*** Opening DATA SHOWN ***

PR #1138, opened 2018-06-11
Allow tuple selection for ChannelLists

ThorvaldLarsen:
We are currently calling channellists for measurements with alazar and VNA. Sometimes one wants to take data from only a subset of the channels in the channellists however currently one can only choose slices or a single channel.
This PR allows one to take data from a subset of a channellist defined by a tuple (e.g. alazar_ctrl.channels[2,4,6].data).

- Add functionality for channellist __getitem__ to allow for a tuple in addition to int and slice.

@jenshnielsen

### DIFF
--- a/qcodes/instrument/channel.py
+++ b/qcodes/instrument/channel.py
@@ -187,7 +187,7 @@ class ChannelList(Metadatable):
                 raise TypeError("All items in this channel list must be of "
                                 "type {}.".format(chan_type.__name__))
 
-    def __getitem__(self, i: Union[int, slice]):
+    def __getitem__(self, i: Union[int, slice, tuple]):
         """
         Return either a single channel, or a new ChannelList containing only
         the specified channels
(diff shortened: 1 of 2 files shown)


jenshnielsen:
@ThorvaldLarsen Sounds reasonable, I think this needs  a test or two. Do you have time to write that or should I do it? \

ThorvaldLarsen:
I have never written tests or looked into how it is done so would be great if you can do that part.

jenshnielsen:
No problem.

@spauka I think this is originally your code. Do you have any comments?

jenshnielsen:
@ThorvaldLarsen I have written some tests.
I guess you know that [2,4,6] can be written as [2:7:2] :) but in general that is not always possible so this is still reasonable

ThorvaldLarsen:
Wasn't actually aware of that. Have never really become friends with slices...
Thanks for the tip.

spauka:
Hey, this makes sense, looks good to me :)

*** Closing DATA SHOWN ***
*** Opening DATA SHOWN ***

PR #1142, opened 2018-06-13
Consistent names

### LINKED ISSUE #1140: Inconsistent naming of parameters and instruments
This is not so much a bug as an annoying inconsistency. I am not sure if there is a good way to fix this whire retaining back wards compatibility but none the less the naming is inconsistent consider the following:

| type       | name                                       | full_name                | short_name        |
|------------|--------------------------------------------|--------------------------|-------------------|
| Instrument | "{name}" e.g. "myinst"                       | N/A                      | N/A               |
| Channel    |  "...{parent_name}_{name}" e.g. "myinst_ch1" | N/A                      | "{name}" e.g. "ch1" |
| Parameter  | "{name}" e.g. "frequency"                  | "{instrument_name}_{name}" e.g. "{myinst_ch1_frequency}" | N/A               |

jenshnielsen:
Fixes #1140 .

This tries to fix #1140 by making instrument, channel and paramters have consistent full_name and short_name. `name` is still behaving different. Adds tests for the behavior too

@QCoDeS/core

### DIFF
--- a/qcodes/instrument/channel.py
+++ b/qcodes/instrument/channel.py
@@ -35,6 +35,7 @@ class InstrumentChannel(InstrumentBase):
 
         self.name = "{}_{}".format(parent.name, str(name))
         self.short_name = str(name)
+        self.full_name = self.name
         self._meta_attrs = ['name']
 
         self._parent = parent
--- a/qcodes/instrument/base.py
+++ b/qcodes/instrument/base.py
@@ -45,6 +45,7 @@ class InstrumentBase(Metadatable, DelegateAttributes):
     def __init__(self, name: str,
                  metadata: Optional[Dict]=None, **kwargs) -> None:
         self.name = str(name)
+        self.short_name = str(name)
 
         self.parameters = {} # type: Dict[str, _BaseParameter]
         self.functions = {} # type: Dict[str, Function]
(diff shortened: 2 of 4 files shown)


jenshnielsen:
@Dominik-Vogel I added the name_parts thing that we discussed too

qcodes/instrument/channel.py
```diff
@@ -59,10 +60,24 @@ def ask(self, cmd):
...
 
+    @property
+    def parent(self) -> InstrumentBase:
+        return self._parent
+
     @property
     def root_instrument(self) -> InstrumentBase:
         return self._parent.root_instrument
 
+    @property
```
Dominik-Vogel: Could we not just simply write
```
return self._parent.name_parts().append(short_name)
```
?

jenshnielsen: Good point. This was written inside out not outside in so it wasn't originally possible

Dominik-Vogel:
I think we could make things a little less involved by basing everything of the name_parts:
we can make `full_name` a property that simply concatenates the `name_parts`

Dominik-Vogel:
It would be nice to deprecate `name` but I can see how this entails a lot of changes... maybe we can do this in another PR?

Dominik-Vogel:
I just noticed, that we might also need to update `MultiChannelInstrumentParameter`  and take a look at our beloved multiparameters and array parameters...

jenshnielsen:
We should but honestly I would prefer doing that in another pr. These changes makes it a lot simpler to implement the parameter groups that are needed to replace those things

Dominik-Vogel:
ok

*** Closing DATA SHOWN ***

→ **WHAT IS NEEDED**:
The response should be the listing above, limited to the lines between the one holding "Wasn't actually aware" and the one holding "Hey, this makes sense, looks good to me :)", inclusive, reproduced exactly.

→ **ANSWER AREA**:
Wasn't actually aware of that. Have never really become friends with slices...
Thanks for the tip.

spauka:
Hey, this makes sense, looks good to me :)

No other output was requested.